By the German Act on measures in corporate law, the law of cooperatives, associations and foundations and residential property law to combat the effects of the COVID 19 pandemic" (Gesetz über Maßnahmen im Gesellschafts-, Genossenschafts-, Vereins-, Stiftungs- und Wohnungseigentumsrecht zur Bekämpfung der Auswirkungen der COVID-19-Pandemie, which is officially abbreviated as “GesRuaCOVBekG”[!]) of 27 March 2020, the legislator has in particular made it easier to hold (general or shareholders') meetings and for corporate bodies to pass resolutions outside meetings. In practice, such "virtual" meetings and resolutions have proven to be largely unproblematic - and in some cases even advantageous (think of the costs of a general meeting of a listed public limited company with shareholders present). Use is also made of the extension of the "deadline" for the notification of transformations (the closing date of the balance sheet to be attached may be up to 12 months in the past instead of 8).
The Federal Ministry of Justice assumes - unfortunately probably rightly so - that the pandemic will not be over in 2021 either and that there is therefore still a need for the above-mentioned relief. It has therefore drafted an ordinance (official abbreviation: "GesRGenRCOVMVVV"), extending the validity of the regulations (Section 1 to 5 of the Act) until 31 December 2021. Section 8 of the Act opens up this possibility. It can be assumed that the ordinance will be issued after a vote in the Federal Government and comments from associations. It shall enter into force the day after its promulgation, which means that it is likely to happen well before the end of 2020.
This approach is to be welcomed in principle since it gives planning security. There is still the need for such relief, even though a large number of companies and organisations have now taken up the "suggestion" of the legislator and consultants and have amended their articles of association in order to simplify meetings and the adoption of resolutions.
However, the following should be noted with regard to the current draft:
So far, the ordinance only continues the regulations that have been in force up to now. Amendments, improvements or clarifications are not associated with this, or only to a very limited extent through the explanatory memorandum to the bill prepared by the responsible federal ministry [Referentenentwurf].
In particular, the provisions on the "virtual" shareholders' meeting in the case of the German private limited company (GmbH), which certainly raise a number of questions, are also only addressed very briefly (4 lines) in the draft explanatory memorandum, in that, as in the original explanatory memorandum, reference is made to the "carrying out of shareholders' resolutions". This shows once again that the regulatory authority is not clear about what it is actually regulating: Resolutions are "adopted", meetings are "carried out" (or more correctly "held"). Section 48(2) of the German Limited Liability Companies Act (GmbHG) - which will probably now be amended until December 31, 2021 - also speaks accordingly of the "holding of a meeting".
As we and others pointed out at the time, it must therefore continue to be assumed that the amendment of Section 48(2) GmbHG is about the adoption of resolutions without holding a meeting, i.e. by way of circulation. Therefore, it is still advisable to comply with the formalities of the "invitation to pass a resolution" in the same way as for an invitation to the meeting and to ensure that any quorum required by the Articles of Association is observed.

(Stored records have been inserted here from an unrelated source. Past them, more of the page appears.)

PR #1276, opened 2024-04-24
Configure java runtime in the sample apps

vasireddy99:
This PR allows to configure java runtime in the sample apps at the time of deploy.


rapphil (approved):

rapphil:
LGTM, but I would like to hear from @tylerbenson as well.

tylerbenson (approved):
Looks reasonable to me.  Please update the readme's with the new parameter option.

rapphil (approved):

PR #1283, opened 2024-04-30
Try out the new multi-directory support in dependabot.

tylerbenson:
https://github.blog/changelog/2024-04-29-dependabot-multi-directory-configuration-public-beta-now-available/

(Renamed `nodeps-requirements.txt` so it can also get picked up by dependabot. https://stackoverflow.com/a/75909900/210800)


rapphil (approved):

python/src/otel/Makefile
```diff
@@ -3,7 +3,7 @@ export SDK=$(shell pwd)/otel_sdk
 build-OTelLayer:
 	mkdir -p $(ARTIFACTS_DIR)/python
 	python3 -m pip install -r $(SDK)/requirements.txt -t $(ARTIFACTS_DIR)/python
-	python3 -m pip install -r $(SDK)/requirements-nodeps.txt -t $(ARTIFACTS_DIR)/tmp --no-deps
+	python3 -m pip install -r $(SDK)/nodeps-requirements.txt -t $(ARTIFACTS_DIR)/tmp --no-deps
```
tylerbenson, line 6: haha, oops... turns out dependabot was already working with the previous name. I could revert this part of the change or just leave it.

PR #1307, opened 2024-05-02
Add java wrapper layer build

tylerbenson:
This approach contains a few arbitrary decisions.
- I chose to tie it to the same release job as java as they will likely always have changes together (sdk version).
- No independent tagging for the wrapper release.
- The underlying reported version for the wrapper layer will report `--`. (Since the wrapper won't have a separate release page, I think this is ok.)

### DIFF
--- a/.github/workflows/release-layer-java.yml
+++ b/.github/workflows/release-layer-java.yml
@@ -31,13 +31,19 @@ jobs:
       - name: Execute Gradle build
         run: |
           cd java
-          ./gradlew :layer-javaagent:assemble --scan --stacktrace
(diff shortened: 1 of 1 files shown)


rapphil:
> I chose to tie it to the same release job as java as they will likely always have changes together (sdk version).

I'm not sure if this will always be true. The java agent also includes instrumentation for a bunch of libraries no while the wrapper will only contain aws-lambda instrumentation + Otel SDK.

Having said that I think it is fine to release them together for now.

rapphil (approved):

PR #1312, opened 2024-05-10
Add go sample app path in dependabot

vasireddy99:
Add sample app path in dependabot

### DIFF
--- a/.github/dependabot.yml
+++ b/.github/dependabot.yml
@@ -21,6 +21,7 @@ updates:
       - "/collector/processor/coldstartprocessor"
       - "/collector/processor/decoupleprocessor"
       - "/collector/receiver/telemetryapireceiver"
+      - "/go/sample-apps/function"
     schedule:
       interval: "weekly"
     groups:


.github/dependabot.yml
```diff
@@ -21,6 +21,7 @@ updates:
       - "/collector/processor/coldstartprocessor"
       - "/collector/processor/decoupleprocessor"
       - "/collector/receiver/telemetryapireceiver"
+      - "/go/sample-apps/function"
```
tylerbenson, line 24: I didn't include this initially because I didn't want to be responsible for fixing it if something breaks.

nslaughter: This line is just for `gomod`, which only manages Go module dependencies. That directory just has a hundred lines of Go and outside of OTel depends on a handful of AWS SDK packages. So hopefully that means extra notifications will be minimal.

My thinking is that this visibility will be good for maintenance.. and when an update needs more effort than the project can support at the time a maintainer/approver could dismiss dependabot's alert or add a rule to auto-triage it.

tylerbenson: ok, very well.

tylerbenson (approved):

PR #1346, opened 2024-05-24
Bug fixing: TelemetryAPI receiver

jerrytfleung:
- Decoupled API version and Schema version
- Updated schema version to "2022-12-13"
- Fixed Record datatype. It should be `any`. Record could be a string in [function](https://docs.aws.amazon.com/lambda/latest/dg/telemetry-schema-reference.html#telemetry-api-function) type.

### DIFF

Regrettably, the unfortunate wording of the law is thus continued, according to which such a resolution is possible "without all shareholders" agreeing to it, instead of positively clarifying that a simple majority is sufficient. It would also have been nice if there had been an opportunity to clarify the relationship of this legislative amendment to any - not infrequent - provisions concerning the adoption of resolutions by way of circulation procedure in the respective articles of association. A prevailing opinion on all these questions or even a higher or supreme court ruling on the amended Section 48(2) GmbHG, is not evident, so that one cannot speak of an eloquent silence on the part of the regulatory authority.
With regard to general meetings of public limited companies under German law (AG), German partnerships limited by shares (Kommanditgesellschaft auf Aktien, KGaA) or Societas Europaea (SE), the reasons for the explanatory memorandum of the ordinance is not so monosyllabic; here, two longer paragraphs state, among other things, that companies should "only make use ofthe relief, if this appears necessary in view of the specific pandemic situation". The extension of the rules is therefore intended in particular to give companies "planning security" if they”want to hold” their general meetings "in the first months of the calendar year 2021". "Inaddition, the board should exercise its due and free discretion to answer as many of the questions submitted as possible.”
The question arises as to what the regulatory authority wants to and can achieve with these requirements it commented on with all their limitations and relativisations and, in particular, whether or not it creates "planning security" for the companies, especially since the further development of the pandemic is not foreseeable and therefore a restriction of any kind to general meetings held in the first months of 2021 is not appropriate. The regulatory authority will probably take the opportunity to add its own interpretation to the unchanged wording of the Act. It is then up to the practice to turn this into a legally secure procedure. Just as one would have wished for a few more words in the case of the GmbH, a few words less would perhaps have been better concerning the general meetings.